## WORK TO COMPLETE
The line containing "Gregoor, line 108: smuggled" marks the start. Return it and every later line of the listing below exactly, ending with the last one.
[Start of section]
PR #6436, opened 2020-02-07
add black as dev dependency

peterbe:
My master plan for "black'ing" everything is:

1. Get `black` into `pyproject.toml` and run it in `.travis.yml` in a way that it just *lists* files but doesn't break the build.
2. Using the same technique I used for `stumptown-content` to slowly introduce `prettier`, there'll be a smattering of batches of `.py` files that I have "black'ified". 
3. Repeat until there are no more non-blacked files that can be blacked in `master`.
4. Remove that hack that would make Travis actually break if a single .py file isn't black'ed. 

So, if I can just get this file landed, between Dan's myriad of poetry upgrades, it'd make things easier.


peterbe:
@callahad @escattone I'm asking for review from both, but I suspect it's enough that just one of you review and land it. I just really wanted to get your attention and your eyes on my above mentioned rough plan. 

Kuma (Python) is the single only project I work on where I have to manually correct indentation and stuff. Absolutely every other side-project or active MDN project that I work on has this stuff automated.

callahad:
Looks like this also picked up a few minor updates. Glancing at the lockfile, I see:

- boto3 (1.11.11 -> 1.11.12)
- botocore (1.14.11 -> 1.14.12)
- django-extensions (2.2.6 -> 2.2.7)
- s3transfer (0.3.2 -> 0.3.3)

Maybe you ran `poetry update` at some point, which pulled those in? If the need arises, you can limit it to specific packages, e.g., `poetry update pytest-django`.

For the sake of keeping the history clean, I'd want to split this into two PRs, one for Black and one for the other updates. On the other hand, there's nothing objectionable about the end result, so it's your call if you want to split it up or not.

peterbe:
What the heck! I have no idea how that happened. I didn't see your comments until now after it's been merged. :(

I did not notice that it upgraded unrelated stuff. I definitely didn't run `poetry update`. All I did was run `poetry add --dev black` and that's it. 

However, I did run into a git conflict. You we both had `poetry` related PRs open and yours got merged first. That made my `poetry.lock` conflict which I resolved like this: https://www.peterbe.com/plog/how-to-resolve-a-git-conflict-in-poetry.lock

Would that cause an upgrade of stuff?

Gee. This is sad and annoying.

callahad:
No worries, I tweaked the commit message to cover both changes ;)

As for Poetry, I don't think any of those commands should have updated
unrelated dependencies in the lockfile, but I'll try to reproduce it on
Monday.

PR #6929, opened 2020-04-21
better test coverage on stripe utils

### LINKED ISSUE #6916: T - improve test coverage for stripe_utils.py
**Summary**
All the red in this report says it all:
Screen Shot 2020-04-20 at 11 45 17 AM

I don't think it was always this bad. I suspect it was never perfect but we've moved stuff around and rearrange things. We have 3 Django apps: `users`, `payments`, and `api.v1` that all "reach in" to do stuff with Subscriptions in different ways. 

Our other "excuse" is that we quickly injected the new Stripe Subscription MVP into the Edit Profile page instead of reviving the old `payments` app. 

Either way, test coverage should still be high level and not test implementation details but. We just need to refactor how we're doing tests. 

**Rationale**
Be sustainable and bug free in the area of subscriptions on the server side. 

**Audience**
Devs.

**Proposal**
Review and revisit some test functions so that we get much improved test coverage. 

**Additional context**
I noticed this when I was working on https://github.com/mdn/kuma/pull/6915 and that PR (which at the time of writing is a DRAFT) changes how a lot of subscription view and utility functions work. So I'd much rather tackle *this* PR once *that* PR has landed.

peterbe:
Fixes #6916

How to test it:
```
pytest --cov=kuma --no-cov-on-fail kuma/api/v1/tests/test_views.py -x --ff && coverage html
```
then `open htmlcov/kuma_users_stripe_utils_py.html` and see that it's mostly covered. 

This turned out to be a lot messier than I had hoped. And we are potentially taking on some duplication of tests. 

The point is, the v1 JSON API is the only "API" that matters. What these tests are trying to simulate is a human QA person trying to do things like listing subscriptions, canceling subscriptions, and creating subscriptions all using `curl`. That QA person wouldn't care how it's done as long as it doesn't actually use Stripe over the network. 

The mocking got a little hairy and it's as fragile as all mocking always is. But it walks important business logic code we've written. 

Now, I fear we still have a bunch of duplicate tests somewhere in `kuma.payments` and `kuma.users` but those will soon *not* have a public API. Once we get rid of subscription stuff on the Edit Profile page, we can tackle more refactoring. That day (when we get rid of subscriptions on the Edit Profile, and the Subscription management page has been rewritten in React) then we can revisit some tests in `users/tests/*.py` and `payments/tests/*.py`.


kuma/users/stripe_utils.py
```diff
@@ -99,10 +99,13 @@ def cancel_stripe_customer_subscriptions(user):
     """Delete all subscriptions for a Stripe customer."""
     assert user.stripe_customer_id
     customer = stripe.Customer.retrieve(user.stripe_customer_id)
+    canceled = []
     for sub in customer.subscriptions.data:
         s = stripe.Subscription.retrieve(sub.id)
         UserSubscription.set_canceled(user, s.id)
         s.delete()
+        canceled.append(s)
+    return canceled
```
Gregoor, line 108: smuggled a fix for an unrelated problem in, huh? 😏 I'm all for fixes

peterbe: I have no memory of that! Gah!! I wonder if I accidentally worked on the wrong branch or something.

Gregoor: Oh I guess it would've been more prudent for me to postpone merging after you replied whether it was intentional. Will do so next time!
[End of section]
## REPLY
Gregoor, line 108: smuggled a fix for an unrelated problem in, huh? 😏 I'm all for fixes

peterbe: I have no memory of that! Gah!! I wonder if I accidentally worked on the wrong branch or something.

Gregoor: Oh I guess it would've been more prudent for me to postpone merging after you replied whether it was intentional. Will do so next time!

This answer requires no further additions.